Executioners on one side and a battle on the other. The killer was certainly acting as an executioner and they were in a battle with him. But that couldn’t be all there was to it. She needed help. Broussard? Maybe eventually. Not yet. Give it some more thought first.
One edge of the page was uneven as though it had been cut from a book, a comic book maybe—not a regular one; it was too big for that. Possibly an underground comic.
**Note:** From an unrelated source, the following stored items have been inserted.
PR #2262, opened 2026-07-20
feat: add CollectionFormat.Indexed for indexed query collection expansion

### LINKED ISSUE #2256: Add a CollectionFormat DeepObject applicable to IEnumerable<object>
No

The addition of IQueryConverter is great but for some simple scenarios it might not worth it and might be simpler to have a solution to avoid using Query formatter always when is a IEnnumerable 

The generated source code should handle to build things as ?customQueryObject[0].Id=0&customQueryObject[0].Value=Value1&customQueryObject[1].Id=1&customQueryObject[1].Value=Value2

The Query formatter does well the job but this could work out of the box

**Additional context**
If you think it's valuable and you want to add this feature to the library I would be happy to contribute 

The DeepObject is an idea coming from OpenApi but I am open to other names too

jgarciadelanoceda:
Feature Closes #2256

## What is the new behavior?
Adds a new CollectionFormat.Indexed value that expands an IEnumerable<T> of complex objects into indexed key-prefix query parameters:
  ?items[0].Id=1&items[0].Value=a&items[1].Id=2

Both the source generator (inline, zero-reflection) and the reflection request builder paths are implemented. The generator parses an IEnumerable<T> parameter with CollectionFormat.Indexed and a complex element type into the new QueryParameterShape.DeepObjectCollection shape, emitting a loop with an incrementing index local and flattening each element's properties under the key[index].Property naming scheme.

It was possible with QueryFormatter

## What might this PR break?
n/a

## Checklist
- [X] I have read the [Contribute guide](https://www.reactiveui.net/contribute/index.html)
- [X] Tests have been added or updated (for bug fixes / features)
- [X] Docs have been added or updated (for bug fixes / features)
- [X] Changes target the `main` branch
- [X] PR title follows [Conventional Commits](https://www.conventionalcommits.org/)

### DIFF
--- a/src/InterfaceStubGenerator.Shared/Emitter.Inline.Query.Object.cs
+++ b/src/InterfaceStubGenerator.Shared/Emitter.Inline.Query.Object.cs
@@ -640,4 +640,98 @@ internal static partial class Emitter
         var prefix = ToNullableCSharpStringLiteral(property.PrefixSegment);
         return $"global::Refit.GeneratedRequestRunner.BuildQueryKey({emission.SettingsLocal}, {clrName}, null, {prefix})";
     }
+
+    /// <summary>Appends the statements that iterate a <c>[Query(CollectionFormat.Indexed)]</c> collection,
+    /// flattening each element's properties under an indexed key prefix: <c>key[0].Prop=val</c>.</summary>
+    /// <param name="sb">The statement builder.</param>
+    /// <param name="parameter">The parameter model.</param>
+    /// <param name="query">The query-binding metadata.</param>
+    /// <param name="providerField">The cached attribute-provider field name.</param>
+    /// <param name="emission">The shared emission locals and helper state.</param>
+    private static void AppendIndexedCollectionQueryStatements(
+        PooledStringBuilder sb,
+        RequestParameterModel parameter,
+        QueryParameterModel query,
+        string providerField,
+        in InlineValueEmission emission)
+    {
+        var bodyIndent = Indent(MethodBodyIndentation);
+        var guarded = parameter.CanBeNull;
+        var outerIndent = guarded ? bodyIndent + "    " : bodyIndent;
+
+        if (guarded)
+        {
+            _ = sb.Append(bodyIndent).Append(IfParameterPrefix).Append(parameter.Name).AppendLine(NotNullCheckSuffix)
+                .Append(bodyIndent).AppendLine("{");
+        }
+
+        // Wrap in a block so the index local is scoped to this parameter and cannot clash with other parameters.
+        var idxLocal = emission.QueryValueLocal + "_idx";
+        var blockIndent = outerIndent + "    ";
+        var foreachIndent = blockIndent + "    ";
+
+        _ = sb.Append(outerIndent).AppendLine("{")
+            .Append(blockIndent).Append("var ").Append(idxLocal).AppendLine(" = 0;")
+            .Append(blockIndent).Append(ForeachVarKeyword).Append(emission.QueryValueLocal)
+                .Append(" in @").Append(parameter.Name).AppendLine(")")
+            .Append(blockIndent).AppendLine("{");
+
+        AppendIndexedElement(sb, parameter, query, providerField, idxLocal, foreachIndent, emission);
+
+        _ = sb.Append(foreachIndent).Append(idxLocal).AppendLine("++;")
+            .Append(blockIndent).AppendLine("}") // close foreach body
+            .Append(outerIndent).AppendLine("}"); // close wrapper block
+
+        if (!guarded)
+        {
+            return;
+        }
+
+        _ = sb.Append(bodyIndent).AppendLine("}");
+    }
+
+    /// <summary>Appends one element's optional null guard, indexed key declaration, and flattened property statements.</summary>
+    /// <param name="sb">The statement builder.</param>
+    /// <param name="parameter">The enclosing parameter model.</param>
+    /// <param name="query">The query-binding metadata whose <c>ObjectProperties</c> describes each element's shape.</param>
+    /// <param name="providerField">The cached attribute-provider field name.</param>
+    /// <param name="idxLocal">The generated index counter local name.</param>
+    /// <param name="foreachIndent">The indentation inside the foreach body.</param>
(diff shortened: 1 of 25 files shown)


src/tests/.editorconfig
```diff
@@ -22,6 +22,7 @@ dotnet_diagnostic.S5332.severity = none # Using http protocol is insecure (test
 ###################
 dotnet_diagnostic.SST2016.severity = none # Prefer DateTimeOffset over DateTime on a visible signature — test models exercise DateTime handling deliberately
 dotnet_diagnostic.SST2410.severity = none # A created disposable is never disposed — test-local disposables are short-lived and GC-reclaimed
+dotnet_diagnostic.SST1522.severity = none # File length maximum — live test harnesses are intentionally consolidated in one file
```
glennawatson: Don't disable, use partial classes if needed. We can expand the length to 1000 from 500. It got changed recently with a change of analyzer platform, there's a configuration in the editorconfig.

glennawatson:
For `src/Refit.Reflection/RequestBuilderImplementation.Payload.cs`. Sorry for jumping in the same file was attempting to avoid it but see how you go merging, mostly that was for the allocation reduction work.

src/InterfaceStubGenerator.Shared/Emitter.Inline.Query.Object.cs
```diff
@@ -312,8 +317,10 @@ internal static string BuildNestedKeyExpression(
             return $"{prefixExpr} + {ToCSharpStringLiteral(alias)}";
         }
 
-        var formatterCall =
-            $"global::Refit.GeneratedRequestRunner.BuildQueryKey({emission.SettingsLocal}, {ToCSharpStringLiteral(property.ClrName)}, null, {prefixExpr})";
+        var propertyNameExpr = ToCSharpStringLiteral(property.ClrName);
+        var formatterCall = context.PreEscapedKeys
+            ? $"{prefixExpr} + {propertyNameExpr}"
```
glennawatson, line 323: This concatenates the key raw and emits via `AddPreEscapedKey`, so a base key or `[JsonPropertyName]` with a special char (e.g. `first name`) goes out unescaped, unlike every other query path. Escape the non-bracket segments at compile time - only the `[i]` should stay raw.

src/Refit.Reflection/RequestBuilderImplementation.Payload.cs
```diff
@@ -398,6 +405,78 @@ internal void AppendQueryParameter(
...
+        return true;
+    }
+
+    /// <summary>Expands a <c>[Query(CollectionFormat.Indexed)]</c> collection into indexed-prefix query pairs,
+    /// producing <c>key[0].Prop=val&amp;key[1].Prop=val</c> for each element's flattened properties.</summary>
+    /// <param name="queryParamsToAdd">The list receiving query parameters.</param>
+    /// <param name="collection">The enumerable parameter value.</param>
+    /// <param name="attr">The query attribute governing key naming.</param>
+    /// <param name="paramKey">The base query key for the parameter.</param>
+    internal void AppendIndexedCollectionParameters(
```
glennawatson, line 443: Since this ships as two independent paths, please add a test that runs one interface through both the generator and this reflection builder and asserts identical query strings - especially the 'nested collections fall back to the default format' rule.

src/Refit.Reflection/RequestBuilderImplementation.Payload.cs
```diff
@@ -43,41 +43,41 @@ internal void AddBodyToRequest(RestMethodInfoInternal restMethod, object param,
         switch (restMethod.BodyParameterInfo.Item1)
         {
             case BodySerializationMethod.UrlEncoded:
```
glennawatson, line 45: This `AddBodyToRequest` switch reindent is unrelated to the feature - please revert it so the diff stays scoped to `Indexed`.

src/InterfaceStubGenerator.Shared/Parser.Request.Query.cs
```diff
@@ -17,6 +17,9 @@ internal static partial class Parser
     /// <summary>The maximum nested-object depth flattened inline before the whole parameter falls back to reflection.</summary>
     private const int MaxNestingDepth = 32;
 
+    /// <summary>The underlying integer value of <c>CollectionFormat.Indexed</c>, used by the parser without a direct reference to the Refit assembly.</summary>
+    private const int IndexedCollectionFormatValue = 6;
```
glennawatson: Hardcoding the enum's int is fragile if `CollectionFormat` is ever reordered. Resolve `Indexed`'s value by name from the compilation symbol, or add a test pinning it to 6.

glennawatson (commented):
Solid approach - both the inline generator and reflection paths, docs, tests, and full public-API coverage. A few things before merge:

src/Refit.Reflection/RequestBuilderImplementation.Payload.cs
glennawatson: If in a analyzer reason it can remain though.

src/InterfaceStubGenerator.Shared/Emitter.Inline.Query.Object.cs
jgarciadelanoceda: Handle with a test.. It may be not needed?

src/Refit.Reflection/RequestBuilderImplementation.Payload.cs
jgarciadelanoceda: Fixed

src/Refit.Reflection/RequestBuilderImplementation.Payload.cs
jgarciadelanoceda: No, it was just Visual studio formatting options

src/InterfaceStubGenerator.Shared/Parser.Request.Query.cs
jgarciadelanoceda: Handled

glennawatson (approved):

glennawatson:
Thanks, will likely be another 14.0 beta release tomorrow with this change in it.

THE DAILY PLANET WAS on one end of a row of small one-story buildings constructed in the forties. It was painted gray except for the wall facing the parking lot. Here, there was a huge mural depicting Superman in midflight, carrying an adoring Lois Lane, her arms looped around his neck. This Superman’s vulnerability was not limited to Kryptonite, for since the wall had been painted, some of the brick had flaked away, leaving the caped one with an ugly chest wound.
Kit parked next to an old Chevy with a broken taillight and a lopsided bumper, leaving plenty of room for its owner to open his door without hitting her car. Picking the manila envelope off the seat next to her, she locked up and went inside.
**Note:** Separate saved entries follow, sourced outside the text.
PR #2265, opened 2026-07-20
fix: generate inline query building for nullable value-type query obj.

### LINKED ISSUE #123: How to make Refit pass through proxy? (Charlie)

### LINKED ISSUE #2264: [Bug]: Source generator falls back to reflection for a nullable value-type (struct)
### Describe the bug 🐞

The source-generated request builder flattens a value-type (`struct`) `[Query]` object parameter inline, but the **nullable** form of the same struct (`MyStruct?`) is not recognized and the whole method silently falls back to the reflection request builder (and is flagged by `RF006`). A nullable reference-type query object (`MyClass?`) and a non-nullable struct query object (`MyStruct`) both generate inline; only `MyStruct?` does not.

### Step to reproduce

Using a simple struct that Refit flattens by its public readable properties (this is the shape from `Refit.GeneratedCode.TestModels`):

```csharp
public readonly struct GeneratedQueryParameter
{
    public GeneratedQueryParameter(string value) => Value = value;
    public string Value { get; }
    public override string ToString() => Value;
}

public interface IGeneratedUserApi
{
    [Get("/users/search")]
    Task<string> SearchUsersAsync(
        [Query] GeneratedQueryParameter hello,        // generates inline ✅
        [Query] GeneratedQueryParameter? maybeHello); // falls back to reflection ❌
}
```

### Reproduction repository

_No response_

### Expected behavior

`[Query] GeneratedQueryParameter? maybeHello` should generate inline just like the non-nullable parameter: when the parameter has a value, its underlying struct's properties are flattened into the query string; when it is `null`, the parameter contributes nothing — matching the reflection request builder exactly.

The actual behavior is that the presence of the nullable struct query object makes the whole method's request fall back to `BuildRestResultFuncForMethod` (reflection), and `RF006` reports that the method cannot be generated inline. The non-nullable variant is unaffected.

### Screenshots 🖼️

_No response_

### IDE

_No response_

### Operating system

_No response_

### Version

_No response_

### Device

_No response_

### Refit Version

14.0.0-beta.3

### Additional information ℹ️

For a `[Query]` parameter whose type is not a simple/`IFormattable` scalar, the generator tries to flatten it as a query object in `Parser.TryBuildFlattenedObjectQueryModel`, which calls `TryBuildQueryObjectProperties` → `IsInlineFlattenableQueryObject`. That predicate explicitly excludes `Nullable<T>`:

```csharp
internal static bool IsInlineFlattenableQueryObject(ITypeSymbol type) =>
    type.TypeKind is TypeKind.Class or TypeKind.Struct
    && type.SpecialType != SpecialType.System_Object
    && type.SpecialType != SpecialType.System_String
    && type is not INamedTypeSymbol { OriginalDefinition.SpecialType: SpecialType.System_Nullable_T } // <-- rejects Nullable<T>
    && !ImplementsEnumerable(type);
```

So `Nullable<GeneratedQueryParameter>` is never flattened, `TryBuildFlattenedObjectQueryModel` returns `null`, and the whole method falls back to reflection.

Notably, the generator **already** handles this exact shape when the nullable struct appears as a *nested property* of a query object (`Parser.BuildQueryObjectPropertyModel` unwraps `Nullable<T>` and sets `NestedThroughValue`, and the emitter dereferences through `.Value` inside the existing null guard). The gap is only at the **top-level parameter root**, which never unwraps the nullable before flattening.

rmja:
Adds live parity coverage (present value + null), an inline no-fallback test, and a nullable parameter in the generated-code compliance interface.

Fixes #2264

## What is the new behavior?

IsInlineFlattenableQueryObject excludes Nullable<T>, so the parameter root never unwrapped it. This mirrors the existing nested-property handling at the root: the parser unwraps to the underlying struct (keeping IsNullableValueType set), and the emitter dereferences through .Value inside the existing null guard (CanBeNull is already true for Nullable<T>).

A [Query] parameter whose type is a nullable value type (Nullable<T> over a struct Refit flattens by its public properties) fell back to the reflection request builder while the non-nullable form generated inline, and the method was flagged by RF006.

## What might this PR break?

None

## Checklist

## Additional information

The addition of the `NullableStructQueryObjectMatchesReflection` has increased the line count in that file too much, so that the I get "error SST1522: This file is 518 lines, over the maximum of 500". I really think that this test should be there, but I have been unable to suppress the error.

### DIFF
--- a/src/InterfaceStubGenerator.Shared/Emitter.Inline.Query.Object.cs
+++ b/src/InterfaceStubGenerator.Shared/Emitter.Inline.Query.Object.cs
@@ -42,7 +42,13 @@ internal static partial class Emitter
             providerField,
             query.CollectionFormatValue,
             ToLowerInvariantString(query.PreEncoded));
-        var scope = new ObjectFlattenScope("@" + parameter.Name, null, query.NestingDelimiter, string.Empty, indent);
+
+        // A Nullable<T> query object holds its underlying struct behind .Value; the != null guard above is the HasValue
+        // check, so the deref is always safe here. A reference-type object flattens directly off the parameter.
+        var accessExpr = query.ValueFormat.IsNullableValueType
+            ? "@" + parameter.Name + NullableValueAccess
+            : "@" + parameter.Name;
+        var scope = new ObjectFlattenScope(accessExpr, null, query.NestingDelimiter, string.Empty, indent);
         AppendObjectPropertyList(sb, context, query.ObjectProperties!.Value, scope, emission);
 
         if (!guarded)
--- a/src/InterfaceStubGenerator.Shared/Parser.Request.Query.cs
+++ b/src/InterfaceStubGenerator.Shared/Parser.Request.Query.cs
@@ -223,7 +223,16 @@ internal static partial class Parser
             return dictionaryQuery;
         }
 
-        if (TryBuildQueryObjectProperties(parameter.Type, parameterPrefixSegment, formattableSymbol, context) is not { } properties)
+        // A Nullable<T> query object flattens its underlying struct's properties. The object emitter reaches the value
+        // through .Value inside the HasValue guard it already emits for a nullable parameter (CanBeNull is true for a
+        // Nullable<T>), mirroring how a nested nullable-value-type property flattens. A Nullable<dictionary> is
+        // impossible, so only this object branch unwraps; BuildValueFormat keeps the Nullable<T> so the emitted access
+        // reads through .Value.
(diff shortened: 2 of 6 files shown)


glennawatson:
Use partial files is the general policy on focused tests. The line count should be 1000 now is that not being honoured in the latest code?

glennawatson:
8cc1c374c227f5cd05168e775d98741e06f5a485 is the commit I did earlier today increasing to 1000 lines.

glennawatson:
Let me fix the analyzer down stream so it honours the setting. 

Then we'll get this PR merged in.

Thanks for doing this one.

glennawatson (approved):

It hadn’t taken much renovation for the Daily Planet to open. There was a cash register on a glass display case to the left, but the rest of the place was nothing but long folding tables loaded with cardboard boxes, each just wide enough to hold a column of comics individually packaged in plastic. Thumbing through the stock were two kids who should have been in school, the owners no doubt of the two bicycles locked to the rack out front.
She expected the clerk to be an overage skateboarder with a bad complexion. Instead, she found a middle-aged man quite normal in appearance, neatly dressed in a pale green madras shirt and pleated slacks the color of a well-ripened avocado. He was studying a piece of paper through the bifocal part of Clark Kent glasses. Across the counter, a fellow in his late thirties, wearing scuffed loafers and a wilted brown suit, was working on his nails with a folding tool attached to his key chain. On the counter beside him was a cardboard box sealed with duct tape.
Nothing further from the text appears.